Many experts recommend performing at least 150 minutes of moderate-intensity aerobic activity a week (such as brisk walking) and/or at least 90 minutes of vigorous aerobic exercise (such as taking an aerobics class) a week. The activity should be distributed over at least three days of the week, with no more than two consecutive days without aerobic physical activity.
Resistance training. People with Type 2 diabetes are additionally encouraged to do resistance exercises, such as weight lifting, which target all major muscle groups, at least two times weekly, as long as they have no contraindications, or medical reasons not to perform resistance exercise.
Flexibility exercises. Stretching can help keep your muscles and joints limber, and that can help to minimize your risk of getting hurt.
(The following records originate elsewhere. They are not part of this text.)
PR #16383, opened 2016-08-17
Fixing issue where the JS global object would not be finalized when c…

DavidDeSimone:
…alling __restartVM(), due to an issue where PersistentRootedObject were not being properly cleaned up.

This is being provided as a point of reference for issue https://github.com/cocos2d/cocos2d-x/issues/16327 . You may choose to iterate on this more, or go a different route to fix it. I figured it would be easier for your team if we shared the code we used to work around this issue. 

I created a new class definition to facilitate the removal of the mozilla::Maybe objects. A lot of generated and non-generated code was using the .ref() interface, and it was easier to create a class that shared an interface then change all of the code that used this interface.


pandamicro:
Merged in https://github.com/cocos2d/cocos2d-x/pull/16380

Issue #16365, opened 2016-08-15
use luajit 2.1.0-beta2


minggo:
now we use 2.1.0-alpha on iOS and use lua for Android 64-bit, we should upgrade to use luajit 2.1.0-beta2.

Edit: and some platforms use lua, should change to use luajit too.

minggo:
@dumganhar [added luajit 2.10-beta2 for Android arm64](https://github.com/cocos2d/cocos2d-x-3rd-party-libs-bin/pull/246) to fixed the bug caused by `ByteCodeEncryptTest` in `lua-tests`. So the things left are:
- update luajit to 2.1.0-beta2 for iOS, Mac and win32
- use luajit 2.1.0-beta2 instead of lua for other platforms

ricardoquesada:
@minggo I've just updated the makefile to use LuaJIT instead of Lua for Android64.

I tested it, and now lua-tests works Ok.

minggo:
Yep, it is fixed in v3.13 branch. And @dumganhar thought it is better to fix the issue in 3.13 and he is working on it. So i assign it to @dumganhar ?

ricardoquesada:
some updates:

I recompiled myself luajit-2.1-beta for:
- android (all version, using ndk12b)
- ios (all versions)
- mac (all versions)

and it only works on ios.
but it doesn't work on android (both 32-bit and 64-bit versions) and mac.

Not sure if we need to re-generate the bytecodes or not.
I traced the problem until this file:
https://github.com/cocos2d/cocos2d-x/blob/v3/tests/lua-tests/src/ByteCodeEncryptTest/ByteCodeEncryptTest.lua

and it has an special case for ios. perhaps we need to do the same for android and mac.

@dumganhar @minggo any idea?
@dumganhar how did you compile luajit 2.1-beta2 for android? because it doesn't work for me now. thanks!

ricardoquesada:
@minggo yes, if you want to assign it to him, Ok for me.
@dumganhar I added my some code here:
https://github.com/cocos2d/cocos2d-x/pull/16384

dumganhar:
I have updated it to 2.1.0-beta2, and updated cocos2d-console, 3rd-party-libs-bin, 3rd-party-libs-src. cocos2d-console could generate 64bit luajit bytecode either.

I didn't notice that this issue was assigned to @ricardoquesada .
Please check my work:

cocos2d-console: https://github.com/cocos2d/cocos2d-console/pull/368
[...]

PR #16384, opened 2016-08-17
fix: uses luajit for android 64

ricardoquesada:
instead of using Lua, it uses LuaJIT for android64

fixes github issue #16365


ricardoquesada:
don't merge it yet since Lua precompiled bytes are not working on android

minggo:
close this PR since it is included in #16620

PR #16390, opened 2016-08-18
PageView with custom 'scrollToPage' time

alfogrillo:
`PageView` has two new public member functions:

```
void scrollToPage(ssize_t idx, float time);
void scrollToItem(ssize_t idx, float time);
```

These can be useful when developer wants scroll to a Page with a custom time (maybe zero), still triggering the `PageView::EventType::TURNING` event.


minggo:
[ci rebuild]

zilongshanren:
This PR looks good to me 👍

alfogrillo:
@minggo fixed the build error

minggo:
thanks

PR #16392, opened 2016-08-18
#Fix use const std::string& instead a temp string

halx99:


minggo:
thanks

halx99:
This PR also fix the UITextField bug(return temp std::string by c styled string):

```
const char* TextField::getPasswordStyleText()const
{
    return _textFieldRenderer->getPasswordTextStyle().c_str();
}
```

halx99:
[ci rebuild]

Issue #14276, opened 2015-10-30
ios 9 opengl error


kakamatong:
When I cut back my game from an application，opengl take a error 
![20151030203314](https://cloud.githubusercontent.com/assets/12620172/10845910/adcdb64e-7f46-11e5-9277-f5df0c87ec0c.jpg)

kakamatong:
OpenGL error 0x0506 in -[CCEAGLView swapBuffers] 324

kakamatong:
use cocos2dx 3.3

ondesly:
Found the same issue on cocos2dx 3.8. I am just hiding the app by central button. It happens only if I use Launch Screen File.

failed to call context
cocos2d: surface size: 0x0
Failed to make complete framebuffer object 0x8CD6

OpenGL error 0x0506 in cocos/renderer/CCFrameBuffer.cpp applyFBO 444

FrameBuffer Status Error 36054
OpenGL error 0x0506 in cocos/renderer/CCFrameBuffer.cpp applyFBO 444

FrameBuffer Status Error 36054
FrameBuffer Status Error 36054
OpenGL error 0x0506 in cocos/renderer/CCRenderer.cpp saveRenderState 161

OpenGL error 0x0506 in cocos/renderer/CCRenderer.cpp restoreRenderState 192

FrameBuffer Status Error 36054
OpenGL error 0x0502 in -[CCEAGLView swapBuffers] 324

gestern:
**The issue is still exists at cocos2dx 3.10**

slackmoehrle:
any idea on how to reproduce this?

gestern:
> any idea on how to reproduce this?

You have to specify "Launch Screen File" in your cocos2d-x project in xCode

xiongdi9456:
The issue still exists at cocos2d-x 3.11

unexpect3rd:
I am on 3.10.
I called [[UIApplication sharedApplication] openURL:url] to open a website, and when returning to the app using the top left iOS quick return link, this happens.

And after some testing I noticed, for me, it happens when the above actions are performed and SDKBox::PluginAdmob::cache() is being called in AppDelegate::applicationWillEnterForeground().

minggo:
@xiongdi9456 how can i reproduce it?

davidejones88:
Hello,
I'm facing a similar issue with 3.12

[...]

PR #16394, opened 2016-08-19
fix: validates director before layout in iOS

ricardoquesada:
Adds Director::isValid()
removes DisplayLinkDirector()
removes virtual functions from Director()
Director is no longer an abstract class

github issue #14276

### DIFF
--- a/cocos/base/CCDirector.cpp
+++ b/cocos/base/CCDirector.cpp
@@ -81,7 +81,7 @@ NS_CC_BEGIN
 // FIXME: it should be a Director ivar. Move it there once support for multiple directors is added
 
 // singleton stuff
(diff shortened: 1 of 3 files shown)


cwasp:
Fails on iOS 6, because layoutSubviews called only once, when cocos2d::Director::getInstance()->isValid() return false, so  [renderer_ resizeFromLayer:(CAEAGLLayer*)self.layer]; is never called.
- (void) layoutSubviews
  {
  -    if (!cocos2d::Director::getInstance()->isValid())
  -    {
  -        return;
  -    }
  -   
    [renderer_ resizeFromLayer:(CAEAGLLayer*)self.layer];
    size_ = [renderer_ backingSize];

Issue #16155, opened 2016-07-19
Sprite3D can't release its texture


sdspageprotein:
Create a sprite3d object, and then add it to one layer. After a while remove it from parent, then the texture it refred can't be released after calling the function removeUnusedTextures!
This is a very serious issue, because it can consume much memory when there are many 3d sprites on one scene.
The version of engine we are using is 3.8.1

minggo:
`removeUnusedTextures` just remove textures that the reference count is 1. Please make sure it is not used other places.

sdspageprotein:
This is definitely a bug, I test many times by only adding one Sprite3D object on one scene.

minggo:
@sdspageprotein could you paste some code snipper to show how you use it?

sdspageprotein:
This is one simple example:

```
local sp = cc.Sprite3D:create("plane3D/A-5.c3b")
self._core:addChild(sp)

self._core:runAction( cc.Sequence:create(
    cc.DelayTime:create(1),
    cc.CallFunc:create(function (  )
        sp:removeFromParent()
        cc.Director:getInstance():getTextureCache():removeUnusedTextures()
    end),
    cc.CallFunc:create(function (  )
        print(cc.Director:getInstance():getTextureCache():getCachedTextureInfo())
    end) ) )
```

And we may find the reason of this issue.
We change RenderState's finalization from:
RenderState::~RenderState()
{
    CC_SAFE_RELEASE(_state);
}
to 
RenderState::~RenderState()
{
    CC_SAFE_RELEASE(_texture);
    CC_SAFE_RELEASE(_state);
}

And then Sprite3D works fine. I do not know will this change cause some other issues.

dumganhar:
@minggo , for a glance, I think @sdspageprotein 's change is reasonable, if _texture isn't released, it may cause memory leak.

cwq:
can test in Sprite3DBasicTest

```
addChild( sprite );
removeChild(sprite);
```

the reference count of texture is 2, because RenderState did not release _texture

minggo:
@cwq i think you are right. @ricardoquesada could you please take a look? `_texture` is retained in `RenderState::setTexture()` but it is not released.

ricardoquesada:
fixed. thanks.

PR #16396, opened 2016-08-19
fix: release texture in RenderState

ricardoquesada:
memory leak fixed in RenderState

fixes github issue #16155

### DIFF
--- a/cocos/renderer/CCRenderState.cpp
+++ b/cocos/renderer/CCRenderState.cpp
@@ -50,6 +50,7 @@ RenderState::RenderState()
 
 RenderState::~RenderState()
 {
+    CC_SAFE_RELEASE(_texture);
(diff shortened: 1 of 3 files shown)


ricardoquesada:
[ci rebuild]

minggo:
@ricardoquesada i think this test case is hard to test. Can just use reference count to test it, for example

```
assert(reference_count >=2);
```

ricardoquesada:
@minggo you are right.
I could do that if needed. I was just checking it with the debugger and it was releasing it. the thing is that if that same texture was already cached it could affect the ref count.
that's why I chose the "quick & dirty" way to test it. 
I'll improve it later this afternoon.

ricardoquesada:
@minggo new PR here: https://github.com/cocos2d/cocos2d-x/pull/16418

PR #16397, opened 2016-08-19
Revert luajit

minggo:


halx99:
ci is dropped?

minggo:
yep, we are fixing it

minggo:
[ci rebuild]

It’s best to stretch after your muscles have warmed up, so stretching after a few minutes of light activity or even at the end of your workout is preferable to stretching at the very beginning of your exercise session. When you stretch, focus on your major muscle groups (calves, thighs, lower back, etc.), and also stretch muscles and joints that you routinely use when you’re active. Hold each stretch for about 30 seconds until you feel mild tension; feeling pain means you’ve stretched too far. Don’t bounce while you stretch; it can cause small tears in the muscle that will make you less flexible. Repeat each stretch three or four times.
People who have diabetes are encouraged to discuss their exercise plans with their health-care provider before increasing their level of physical activity or starting a formal exercise plan. Your health-care provider may want to conduct certain medical tests prior to your starting to exercise, especially if you have been sedentary or have any diabetes-related complications. Such complications or other medical conditions may mean that certain types of exercise are better for you than others.
In addition, you and your diabetes care team should talk about how to control your blood glucose levels during exercise and when to make adjustments to your usual diabetes regimen. If you are at risk for hypoglycemia (low blood glucose), be sure to carry a portable form of carbohydrate such as glucose tablets, glucose gel, or hard candy.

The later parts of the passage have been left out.